Saved entries:
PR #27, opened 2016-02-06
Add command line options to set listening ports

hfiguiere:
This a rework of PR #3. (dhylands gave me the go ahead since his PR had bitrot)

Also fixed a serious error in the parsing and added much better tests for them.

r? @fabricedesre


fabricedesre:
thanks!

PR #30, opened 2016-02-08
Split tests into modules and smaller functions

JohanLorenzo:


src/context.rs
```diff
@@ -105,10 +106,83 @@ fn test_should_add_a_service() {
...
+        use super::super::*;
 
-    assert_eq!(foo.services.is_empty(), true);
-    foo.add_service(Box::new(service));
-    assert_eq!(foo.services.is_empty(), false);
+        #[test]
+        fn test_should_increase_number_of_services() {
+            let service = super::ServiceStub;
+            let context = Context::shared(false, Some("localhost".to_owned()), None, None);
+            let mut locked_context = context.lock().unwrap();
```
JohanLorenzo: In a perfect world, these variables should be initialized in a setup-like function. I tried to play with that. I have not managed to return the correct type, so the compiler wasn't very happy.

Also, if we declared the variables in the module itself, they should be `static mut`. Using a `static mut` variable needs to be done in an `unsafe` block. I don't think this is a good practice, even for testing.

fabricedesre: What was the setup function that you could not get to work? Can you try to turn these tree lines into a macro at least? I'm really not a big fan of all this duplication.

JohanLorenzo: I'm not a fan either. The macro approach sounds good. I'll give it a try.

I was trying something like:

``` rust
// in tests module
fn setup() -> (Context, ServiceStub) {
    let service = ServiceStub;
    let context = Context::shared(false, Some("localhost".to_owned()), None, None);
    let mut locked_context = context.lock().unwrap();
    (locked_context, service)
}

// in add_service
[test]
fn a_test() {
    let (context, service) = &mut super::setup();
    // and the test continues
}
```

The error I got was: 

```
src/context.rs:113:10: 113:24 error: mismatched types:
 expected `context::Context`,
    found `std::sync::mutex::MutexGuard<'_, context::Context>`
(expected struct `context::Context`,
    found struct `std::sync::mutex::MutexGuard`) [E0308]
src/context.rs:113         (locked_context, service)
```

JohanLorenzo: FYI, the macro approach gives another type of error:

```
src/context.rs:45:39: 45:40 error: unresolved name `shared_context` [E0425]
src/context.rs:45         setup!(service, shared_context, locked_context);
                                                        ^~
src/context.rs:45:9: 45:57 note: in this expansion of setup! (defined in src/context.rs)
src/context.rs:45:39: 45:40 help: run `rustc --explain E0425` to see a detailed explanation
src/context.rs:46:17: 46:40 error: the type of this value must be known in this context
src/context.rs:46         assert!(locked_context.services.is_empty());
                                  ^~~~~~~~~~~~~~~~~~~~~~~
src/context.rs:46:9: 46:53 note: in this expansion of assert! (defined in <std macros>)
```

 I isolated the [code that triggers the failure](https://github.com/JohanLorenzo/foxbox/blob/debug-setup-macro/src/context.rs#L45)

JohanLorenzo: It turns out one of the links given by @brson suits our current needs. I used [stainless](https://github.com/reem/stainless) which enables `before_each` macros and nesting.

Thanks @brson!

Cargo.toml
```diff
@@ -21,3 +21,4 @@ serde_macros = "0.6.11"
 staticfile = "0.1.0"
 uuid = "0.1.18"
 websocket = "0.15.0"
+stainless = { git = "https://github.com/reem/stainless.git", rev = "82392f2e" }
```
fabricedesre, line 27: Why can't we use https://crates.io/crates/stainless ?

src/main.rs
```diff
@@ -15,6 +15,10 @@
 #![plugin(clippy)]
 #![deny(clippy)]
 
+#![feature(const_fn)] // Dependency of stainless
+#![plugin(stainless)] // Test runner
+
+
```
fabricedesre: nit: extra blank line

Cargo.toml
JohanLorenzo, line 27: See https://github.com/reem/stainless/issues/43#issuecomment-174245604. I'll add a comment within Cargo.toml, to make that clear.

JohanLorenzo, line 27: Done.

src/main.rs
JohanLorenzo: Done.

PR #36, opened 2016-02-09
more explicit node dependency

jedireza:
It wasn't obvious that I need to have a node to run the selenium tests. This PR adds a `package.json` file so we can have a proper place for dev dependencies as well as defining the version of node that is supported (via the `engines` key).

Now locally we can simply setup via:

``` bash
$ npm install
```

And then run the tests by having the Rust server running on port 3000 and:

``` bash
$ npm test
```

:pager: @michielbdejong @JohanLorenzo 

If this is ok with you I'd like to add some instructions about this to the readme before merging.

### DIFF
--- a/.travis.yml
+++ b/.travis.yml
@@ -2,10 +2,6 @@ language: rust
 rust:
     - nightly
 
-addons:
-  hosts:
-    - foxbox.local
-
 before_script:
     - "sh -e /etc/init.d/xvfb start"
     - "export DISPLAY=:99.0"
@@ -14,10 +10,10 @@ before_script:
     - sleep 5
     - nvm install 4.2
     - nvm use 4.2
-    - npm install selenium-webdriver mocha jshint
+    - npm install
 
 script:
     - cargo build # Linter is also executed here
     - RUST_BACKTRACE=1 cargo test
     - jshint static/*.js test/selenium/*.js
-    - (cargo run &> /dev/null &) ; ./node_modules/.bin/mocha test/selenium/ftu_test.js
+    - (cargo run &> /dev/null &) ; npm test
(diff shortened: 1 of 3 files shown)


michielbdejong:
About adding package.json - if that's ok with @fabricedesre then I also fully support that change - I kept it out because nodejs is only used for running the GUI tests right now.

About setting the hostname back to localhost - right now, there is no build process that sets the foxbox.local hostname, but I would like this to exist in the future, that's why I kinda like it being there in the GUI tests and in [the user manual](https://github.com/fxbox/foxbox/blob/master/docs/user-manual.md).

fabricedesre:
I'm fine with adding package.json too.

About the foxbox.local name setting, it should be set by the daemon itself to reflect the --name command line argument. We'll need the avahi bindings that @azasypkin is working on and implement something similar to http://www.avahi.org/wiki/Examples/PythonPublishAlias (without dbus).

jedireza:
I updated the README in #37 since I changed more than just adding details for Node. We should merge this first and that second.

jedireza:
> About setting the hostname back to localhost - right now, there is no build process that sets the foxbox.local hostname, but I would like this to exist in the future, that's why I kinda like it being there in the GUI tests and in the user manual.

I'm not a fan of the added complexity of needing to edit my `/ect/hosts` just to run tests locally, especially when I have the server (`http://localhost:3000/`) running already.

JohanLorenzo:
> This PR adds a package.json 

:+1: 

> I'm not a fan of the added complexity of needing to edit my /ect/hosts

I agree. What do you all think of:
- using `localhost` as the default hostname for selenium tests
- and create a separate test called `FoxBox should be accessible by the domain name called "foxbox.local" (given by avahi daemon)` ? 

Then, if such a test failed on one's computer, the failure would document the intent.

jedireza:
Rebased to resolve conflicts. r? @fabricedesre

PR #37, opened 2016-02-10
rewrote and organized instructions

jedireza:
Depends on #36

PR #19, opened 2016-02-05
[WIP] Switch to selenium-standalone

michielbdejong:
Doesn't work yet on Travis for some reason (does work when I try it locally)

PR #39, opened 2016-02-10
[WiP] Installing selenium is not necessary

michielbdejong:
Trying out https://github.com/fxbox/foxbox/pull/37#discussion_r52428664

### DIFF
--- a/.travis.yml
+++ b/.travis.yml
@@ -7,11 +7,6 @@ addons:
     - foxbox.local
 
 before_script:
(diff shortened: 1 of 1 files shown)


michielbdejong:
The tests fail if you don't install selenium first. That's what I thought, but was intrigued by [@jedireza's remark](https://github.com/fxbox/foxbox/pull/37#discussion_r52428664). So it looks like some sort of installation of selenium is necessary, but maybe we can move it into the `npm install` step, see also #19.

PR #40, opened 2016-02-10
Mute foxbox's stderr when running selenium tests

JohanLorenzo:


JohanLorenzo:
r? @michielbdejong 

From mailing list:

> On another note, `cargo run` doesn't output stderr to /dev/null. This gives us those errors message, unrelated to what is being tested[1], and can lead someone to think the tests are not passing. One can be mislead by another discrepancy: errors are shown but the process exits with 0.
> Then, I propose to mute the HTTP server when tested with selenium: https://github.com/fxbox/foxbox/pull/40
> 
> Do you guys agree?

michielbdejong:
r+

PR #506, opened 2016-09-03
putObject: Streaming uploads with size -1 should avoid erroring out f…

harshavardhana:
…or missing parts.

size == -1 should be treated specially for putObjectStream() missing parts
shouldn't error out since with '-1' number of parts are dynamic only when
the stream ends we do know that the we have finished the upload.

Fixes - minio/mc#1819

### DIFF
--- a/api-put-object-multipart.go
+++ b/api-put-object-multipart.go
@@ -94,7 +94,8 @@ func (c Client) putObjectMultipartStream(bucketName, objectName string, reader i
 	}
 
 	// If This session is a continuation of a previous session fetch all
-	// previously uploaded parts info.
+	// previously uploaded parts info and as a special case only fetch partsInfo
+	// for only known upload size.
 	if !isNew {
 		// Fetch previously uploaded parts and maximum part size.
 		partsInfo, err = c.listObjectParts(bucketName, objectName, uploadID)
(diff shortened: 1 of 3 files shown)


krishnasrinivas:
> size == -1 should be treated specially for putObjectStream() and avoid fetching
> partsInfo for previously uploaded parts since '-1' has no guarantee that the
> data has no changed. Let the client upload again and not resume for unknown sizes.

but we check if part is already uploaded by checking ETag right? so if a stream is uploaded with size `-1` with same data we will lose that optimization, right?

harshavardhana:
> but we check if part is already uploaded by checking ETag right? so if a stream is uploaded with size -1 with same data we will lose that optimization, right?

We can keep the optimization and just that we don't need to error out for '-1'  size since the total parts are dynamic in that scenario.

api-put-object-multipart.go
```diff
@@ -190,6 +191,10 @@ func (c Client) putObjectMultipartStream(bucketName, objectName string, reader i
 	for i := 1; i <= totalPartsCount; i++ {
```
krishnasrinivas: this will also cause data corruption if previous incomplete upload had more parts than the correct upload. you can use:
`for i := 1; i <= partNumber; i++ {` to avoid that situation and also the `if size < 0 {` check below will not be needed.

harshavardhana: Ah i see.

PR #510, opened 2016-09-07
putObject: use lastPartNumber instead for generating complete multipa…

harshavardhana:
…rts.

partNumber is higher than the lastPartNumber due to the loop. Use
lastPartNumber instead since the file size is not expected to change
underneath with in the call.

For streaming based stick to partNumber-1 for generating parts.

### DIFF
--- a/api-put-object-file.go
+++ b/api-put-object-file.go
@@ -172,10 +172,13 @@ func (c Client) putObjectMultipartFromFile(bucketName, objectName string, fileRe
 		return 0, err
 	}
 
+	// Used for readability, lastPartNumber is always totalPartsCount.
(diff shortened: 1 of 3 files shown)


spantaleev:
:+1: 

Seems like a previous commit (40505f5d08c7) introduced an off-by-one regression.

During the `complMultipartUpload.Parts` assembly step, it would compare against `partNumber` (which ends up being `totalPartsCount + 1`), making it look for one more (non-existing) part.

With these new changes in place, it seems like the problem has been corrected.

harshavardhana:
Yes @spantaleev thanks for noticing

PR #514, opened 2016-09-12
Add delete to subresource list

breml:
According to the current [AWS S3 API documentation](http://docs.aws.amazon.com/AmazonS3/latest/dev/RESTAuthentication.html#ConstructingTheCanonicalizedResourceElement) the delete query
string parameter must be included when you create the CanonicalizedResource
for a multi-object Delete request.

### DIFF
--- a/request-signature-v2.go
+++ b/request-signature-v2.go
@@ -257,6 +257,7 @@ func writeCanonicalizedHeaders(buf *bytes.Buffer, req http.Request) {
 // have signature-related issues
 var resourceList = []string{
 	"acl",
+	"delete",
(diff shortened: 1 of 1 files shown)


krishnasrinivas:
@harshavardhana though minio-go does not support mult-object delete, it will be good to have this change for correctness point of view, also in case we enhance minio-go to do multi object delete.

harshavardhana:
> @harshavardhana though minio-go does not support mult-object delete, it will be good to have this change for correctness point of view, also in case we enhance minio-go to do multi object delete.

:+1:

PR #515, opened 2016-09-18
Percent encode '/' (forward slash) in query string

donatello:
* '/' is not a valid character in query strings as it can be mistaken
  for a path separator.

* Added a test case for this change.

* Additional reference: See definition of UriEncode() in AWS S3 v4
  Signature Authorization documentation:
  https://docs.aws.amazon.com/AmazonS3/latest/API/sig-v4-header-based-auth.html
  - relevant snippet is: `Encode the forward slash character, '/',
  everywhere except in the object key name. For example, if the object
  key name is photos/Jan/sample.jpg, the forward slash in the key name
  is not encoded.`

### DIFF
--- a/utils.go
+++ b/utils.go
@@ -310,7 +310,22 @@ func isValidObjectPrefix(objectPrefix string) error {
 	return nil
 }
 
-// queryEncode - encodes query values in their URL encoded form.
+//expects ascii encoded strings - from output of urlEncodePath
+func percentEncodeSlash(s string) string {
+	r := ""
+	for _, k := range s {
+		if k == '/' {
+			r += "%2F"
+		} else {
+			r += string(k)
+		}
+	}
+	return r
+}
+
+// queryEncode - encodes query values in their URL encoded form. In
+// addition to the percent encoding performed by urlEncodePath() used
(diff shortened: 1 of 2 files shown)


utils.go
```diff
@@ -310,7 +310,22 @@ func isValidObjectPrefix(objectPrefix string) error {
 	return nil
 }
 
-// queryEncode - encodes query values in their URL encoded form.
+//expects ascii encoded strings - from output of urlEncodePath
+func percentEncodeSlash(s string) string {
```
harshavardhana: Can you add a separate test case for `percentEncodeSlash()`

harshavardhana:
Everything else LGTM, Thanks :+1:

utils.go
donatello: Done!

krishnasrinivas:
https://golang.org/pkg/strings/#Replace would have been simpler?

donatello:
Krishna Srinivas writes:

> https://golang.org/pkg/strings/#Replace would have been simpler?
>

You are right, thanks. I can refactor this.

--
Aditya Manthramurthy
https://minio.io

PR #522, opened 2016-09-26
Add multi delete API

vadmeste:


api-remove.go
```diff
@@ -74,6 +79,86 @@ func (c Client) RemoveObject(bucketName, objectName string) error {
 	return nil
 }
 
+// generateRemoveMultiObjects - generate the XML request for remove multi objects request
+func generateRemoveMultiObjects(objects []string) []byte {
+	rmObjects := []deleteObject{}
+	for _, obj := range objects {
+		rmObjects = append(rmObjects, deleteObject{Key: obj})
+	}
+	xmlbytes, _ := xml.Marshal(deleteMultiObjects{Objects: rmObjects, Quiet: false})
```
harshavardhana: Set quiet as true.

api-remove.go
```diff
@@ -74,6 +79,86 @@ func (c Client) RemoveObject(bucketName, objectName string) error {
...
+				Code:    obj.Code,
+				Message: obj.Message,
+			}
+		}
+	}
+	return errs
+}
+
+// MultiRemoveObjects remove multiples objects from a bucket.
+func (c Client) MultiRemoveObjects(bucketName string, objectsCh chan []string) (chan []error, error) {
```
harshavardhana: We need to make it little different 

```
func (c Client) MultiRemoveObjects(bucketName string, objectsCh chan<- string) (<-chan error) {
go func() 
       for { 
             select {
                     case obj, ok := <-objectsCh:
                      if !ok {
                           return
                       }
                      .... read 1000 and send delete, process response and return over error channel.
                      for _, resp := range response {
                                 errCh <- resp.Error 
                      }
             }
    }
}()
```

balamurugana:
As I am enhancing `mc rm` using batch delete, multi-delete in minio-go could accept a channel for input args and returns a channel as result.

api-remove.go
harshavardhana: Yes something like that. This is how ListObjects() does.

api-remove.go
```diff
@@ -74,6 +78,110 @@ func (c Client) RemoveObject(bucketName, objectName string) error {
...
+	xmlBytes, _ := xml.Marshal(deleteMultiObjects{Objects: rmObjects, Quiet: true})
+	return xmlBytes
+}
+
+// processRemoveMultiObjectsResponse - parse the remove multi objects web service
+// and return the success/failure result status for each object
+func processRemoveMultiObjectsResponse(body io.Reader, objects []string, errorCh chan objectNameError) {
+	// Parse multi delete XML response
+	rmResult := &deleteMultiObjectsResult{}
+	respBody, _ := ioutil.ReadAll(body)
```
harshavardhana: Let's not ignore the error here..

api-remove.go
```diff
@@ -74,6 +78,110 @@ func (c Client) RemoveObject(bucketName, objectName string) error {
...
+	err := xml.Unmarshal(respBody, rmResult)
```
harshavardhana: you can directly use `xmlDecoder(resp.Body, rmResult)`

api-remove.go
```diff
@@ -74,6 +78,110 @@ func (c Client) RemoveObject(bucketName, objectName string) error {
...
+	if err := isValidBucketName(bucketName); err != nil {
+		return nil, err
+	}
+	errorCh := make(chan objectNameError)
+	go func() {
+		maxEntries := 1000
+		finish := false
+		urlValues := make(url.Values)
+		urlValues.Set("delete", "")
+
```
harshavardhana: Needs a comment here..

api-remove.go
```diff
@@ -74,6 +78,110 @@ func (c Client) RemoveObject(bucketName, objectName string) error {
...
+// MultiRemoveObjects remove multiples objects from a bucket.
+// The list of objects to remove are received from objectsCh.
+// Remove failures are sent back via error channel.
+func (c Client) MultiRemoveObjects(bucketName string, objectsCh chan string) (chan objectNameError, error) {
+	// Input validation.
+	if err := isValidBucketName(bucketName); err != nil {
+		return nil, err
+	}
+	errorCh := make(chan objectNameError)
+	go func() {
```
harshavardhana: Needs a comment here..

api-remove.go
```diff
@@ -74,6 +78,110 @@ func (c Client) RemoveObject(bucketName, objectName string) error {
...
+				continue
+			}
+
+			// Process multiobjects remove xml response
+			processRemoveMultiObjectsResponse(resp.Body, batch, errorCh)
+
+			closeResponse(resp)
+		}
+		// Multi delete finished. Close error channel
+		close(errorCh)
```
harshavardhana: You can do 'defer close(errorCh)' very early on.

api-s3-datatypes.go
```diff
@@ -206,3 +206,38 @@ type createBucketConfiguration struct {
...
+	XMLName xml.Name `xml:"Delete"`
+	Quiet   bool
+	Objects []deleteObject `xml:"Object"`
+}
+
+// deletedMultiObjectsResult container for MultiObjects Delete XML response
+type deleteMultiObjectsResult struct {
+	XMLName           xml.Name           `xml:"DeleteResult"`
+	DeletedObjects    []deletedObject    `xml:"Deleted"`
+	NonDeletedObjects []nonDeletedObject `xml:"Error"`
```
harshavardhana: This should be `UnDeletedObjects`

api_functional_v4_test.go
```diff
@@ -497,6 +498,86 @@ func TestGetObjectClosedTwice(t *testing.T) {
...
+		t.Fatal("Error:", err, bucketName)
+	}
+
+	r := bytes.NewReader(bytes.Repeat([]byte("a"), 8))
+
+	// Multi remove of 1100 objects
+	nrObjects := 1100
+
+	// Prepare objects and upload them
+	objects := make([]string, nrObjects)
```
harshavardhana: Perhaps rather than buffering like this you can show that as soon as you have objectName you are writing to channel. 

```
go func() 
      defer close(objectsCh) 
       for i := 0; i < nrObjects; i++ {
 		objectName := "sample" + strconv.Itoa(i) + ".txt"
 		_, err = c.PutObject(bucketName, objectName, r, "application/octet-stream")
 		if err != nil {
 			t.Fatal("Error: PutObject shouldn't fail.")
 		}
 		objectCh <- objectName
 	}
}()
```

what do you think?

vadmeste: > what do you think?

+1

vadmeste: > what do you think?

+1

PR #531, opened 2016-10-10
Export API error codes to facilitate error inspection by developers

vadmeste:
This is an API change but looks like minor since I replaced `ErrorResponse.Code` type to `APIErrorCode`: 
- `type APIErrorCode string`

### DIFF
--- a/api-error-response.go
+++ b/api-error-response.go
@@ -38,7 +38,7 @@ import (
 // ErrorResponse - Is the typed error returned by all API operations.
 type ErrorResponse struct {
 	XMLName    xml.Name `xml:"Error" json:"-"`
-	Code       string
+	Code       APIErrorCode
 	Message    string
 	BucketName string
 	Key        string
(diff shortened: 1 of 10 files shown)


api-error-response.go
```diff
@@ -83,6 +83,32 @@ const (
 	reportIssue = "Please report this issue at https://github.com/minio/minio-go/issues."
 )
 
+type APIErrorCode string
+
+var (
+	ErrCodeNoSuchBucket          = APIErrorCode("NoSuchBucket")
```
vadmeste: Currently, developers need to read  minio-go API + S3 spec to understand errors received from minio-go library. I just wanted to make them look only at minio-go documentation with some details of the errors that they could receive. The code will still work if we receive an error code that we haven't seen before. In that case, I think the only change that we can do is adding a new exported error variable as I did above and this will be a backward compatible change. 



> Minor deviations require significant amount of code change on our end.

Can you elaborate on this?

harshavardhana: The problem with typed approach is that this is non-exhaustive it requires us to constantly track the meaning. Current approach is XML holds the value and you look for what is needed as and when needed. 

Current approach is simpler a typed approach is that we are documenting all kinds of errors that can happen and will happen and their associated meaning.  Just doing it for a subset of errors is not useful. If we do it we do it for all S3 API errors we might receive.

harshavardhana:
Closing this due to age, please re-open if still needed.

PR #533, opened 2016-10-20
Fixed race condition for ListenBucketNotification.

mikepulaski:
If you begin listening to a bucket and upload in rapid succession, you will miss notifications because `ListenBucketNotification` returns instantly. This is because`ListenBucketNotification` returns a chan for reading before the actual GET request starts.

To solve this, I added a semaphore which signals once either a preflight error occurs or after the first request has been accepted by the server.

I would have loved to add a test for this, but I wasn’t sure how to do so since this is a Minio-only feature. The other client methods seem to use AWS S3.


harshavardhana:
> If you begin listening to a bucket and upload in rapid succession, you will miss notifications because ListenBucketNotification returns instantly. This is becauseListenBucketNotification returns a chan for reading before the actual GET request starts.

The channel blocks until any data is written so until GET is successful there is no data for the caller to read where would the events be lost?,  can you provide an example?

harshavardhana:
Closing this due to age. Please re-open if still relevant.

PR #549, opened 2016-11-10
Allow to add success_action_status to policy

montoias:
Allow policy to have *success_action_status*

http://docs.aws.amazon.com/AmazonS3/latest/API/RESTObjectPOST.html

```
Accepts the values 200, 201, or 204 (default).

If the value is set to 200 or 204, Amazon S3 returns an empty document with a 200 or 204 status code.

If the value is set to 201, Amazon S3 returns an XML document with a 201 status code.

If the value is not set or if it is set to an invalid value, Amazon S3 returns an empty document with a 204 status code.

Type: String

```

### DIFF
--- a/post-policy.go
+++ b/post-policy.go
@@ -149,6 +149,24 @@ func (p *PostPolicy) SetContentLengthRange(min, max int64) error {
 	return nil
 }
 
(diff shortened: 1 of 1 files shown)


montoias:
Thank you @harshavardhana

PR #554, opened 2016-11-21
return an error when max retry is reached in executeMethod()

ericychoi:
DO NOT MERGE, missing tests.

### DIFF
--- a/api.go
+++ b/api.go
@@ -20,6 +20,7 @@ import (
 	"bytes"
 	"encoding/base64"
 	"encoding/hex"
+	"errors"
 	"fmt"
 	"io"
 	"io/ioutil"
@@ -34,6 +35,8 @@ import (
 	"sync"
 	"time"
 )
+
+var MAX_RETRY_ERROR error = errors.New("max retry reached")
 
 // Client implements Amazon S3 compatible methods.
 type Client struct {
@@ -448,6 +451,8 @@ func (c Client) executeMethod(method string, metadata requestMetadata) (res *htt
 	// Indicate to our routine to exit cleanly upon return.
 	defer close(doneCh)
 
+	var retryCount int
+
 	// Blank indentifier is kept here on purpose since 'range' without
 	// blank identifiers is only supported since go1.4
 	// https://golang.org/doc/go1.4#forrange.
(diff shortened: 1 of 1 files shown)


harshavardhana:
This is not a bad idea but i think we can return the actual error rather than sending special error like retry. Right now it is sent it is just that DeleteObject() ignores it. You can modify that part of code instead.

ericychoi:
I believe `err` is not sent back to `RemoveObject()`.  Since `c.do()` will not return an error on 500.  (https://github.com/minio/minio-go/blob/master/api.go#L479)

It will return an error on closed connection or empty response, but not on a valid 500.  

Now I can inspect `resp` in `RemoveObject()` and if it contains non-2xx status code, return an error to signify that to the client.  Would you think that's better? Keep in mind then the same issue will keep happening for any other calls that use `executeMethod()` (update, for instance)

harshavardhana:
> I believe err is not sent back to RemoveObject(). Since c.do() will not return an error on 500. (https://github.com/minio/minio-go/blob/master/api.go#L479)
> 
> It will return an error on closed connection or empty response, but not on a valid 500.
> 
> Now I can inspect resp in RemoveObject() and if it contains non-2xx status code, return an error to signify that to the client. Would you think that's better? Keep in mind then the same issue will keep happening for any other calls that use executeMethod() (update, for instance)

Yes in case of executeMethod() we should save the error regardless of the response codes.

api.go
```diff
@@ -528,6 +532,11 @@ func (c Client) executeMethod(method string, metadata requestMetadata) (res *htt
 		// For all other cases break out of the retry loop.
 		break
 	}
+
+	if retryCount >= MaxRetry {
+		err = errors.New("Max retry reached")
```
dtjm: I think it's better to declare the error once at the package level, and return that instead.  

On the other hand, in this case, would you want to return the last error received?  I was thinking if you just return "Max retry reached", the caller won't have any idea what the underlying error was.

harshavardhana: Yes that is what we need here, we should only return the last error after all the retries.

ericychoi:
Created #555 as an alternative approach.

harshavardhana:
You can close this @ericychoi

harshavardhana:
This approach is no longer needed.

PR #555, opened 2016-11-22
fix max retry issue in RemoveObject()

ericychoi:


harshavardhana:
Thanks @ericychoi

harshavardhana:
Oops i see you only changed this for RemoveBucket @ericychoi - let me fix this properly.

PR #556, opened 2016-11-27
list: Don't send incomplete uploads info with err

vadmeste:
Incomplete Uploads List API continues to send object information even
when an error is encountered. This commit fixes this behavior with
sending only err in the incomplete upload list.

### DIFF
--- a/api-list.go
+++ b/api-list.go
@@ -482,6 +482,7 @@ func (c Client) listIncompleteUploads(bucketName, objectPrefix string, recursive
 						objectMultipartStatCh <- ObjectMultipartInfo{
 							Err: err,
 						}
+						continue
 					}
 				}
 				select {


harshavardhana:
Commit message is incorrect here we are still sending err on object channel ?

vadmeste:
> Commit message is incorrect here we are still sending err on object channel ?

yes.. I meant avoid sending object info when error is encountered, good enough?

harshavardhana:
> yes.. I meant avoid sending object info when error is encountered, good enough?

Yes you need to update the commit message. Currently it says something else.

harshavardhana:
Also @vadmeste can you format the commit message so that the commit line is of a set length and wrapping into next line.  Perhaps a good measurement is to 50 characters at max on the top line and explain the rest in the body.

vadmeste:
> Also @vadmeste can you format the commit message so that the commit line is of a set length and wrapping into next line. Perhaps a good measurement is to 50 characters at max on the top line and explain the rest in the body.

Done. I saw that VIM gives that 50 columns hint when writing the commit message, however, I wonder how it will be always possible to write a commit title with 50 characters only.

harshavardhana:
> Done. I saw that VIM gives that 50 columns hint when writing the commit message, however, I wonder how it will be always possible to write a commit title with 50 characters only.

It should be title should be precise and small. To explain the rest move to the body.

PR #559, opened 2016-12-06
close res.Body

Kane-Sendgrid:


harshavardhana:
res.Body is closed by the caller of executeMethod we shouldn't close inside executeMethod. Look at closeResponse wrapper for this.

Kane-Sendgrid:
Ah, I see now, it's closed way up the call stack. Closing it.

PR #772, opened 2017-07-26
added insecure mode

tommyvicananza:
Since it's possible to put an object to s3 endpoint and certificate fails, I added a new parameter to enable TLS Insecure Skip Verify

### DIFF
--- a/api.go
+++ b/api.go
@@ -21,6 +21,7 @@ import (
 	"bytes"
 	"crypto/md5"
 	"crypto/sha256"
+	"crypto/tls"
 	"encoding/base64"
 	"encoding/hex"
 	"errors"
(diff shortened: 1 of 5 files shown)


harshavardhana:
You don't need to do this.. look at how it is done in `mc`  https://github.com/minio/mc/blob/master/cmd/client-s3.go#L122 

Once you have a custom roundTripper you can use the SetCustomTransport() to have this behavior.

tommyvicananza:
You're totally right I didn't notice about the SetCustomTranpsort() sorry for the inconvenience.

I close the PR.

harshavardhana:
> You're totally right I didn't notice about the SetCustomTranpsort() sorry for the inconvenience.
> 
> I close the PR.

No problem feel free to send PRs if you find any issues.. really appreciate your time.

WORK INSTRUCTION: Isolate the lines above that contain the word "golang" and copy them.

SOLUTION TO THIS EXERCISE:
https://golang.org/pkg/strings/#Replace would have been simpler?
> https://golang.org/pkg/strings/#Replace would have been simpler?
 	// https://golang.org/doc/go1.4#forrange.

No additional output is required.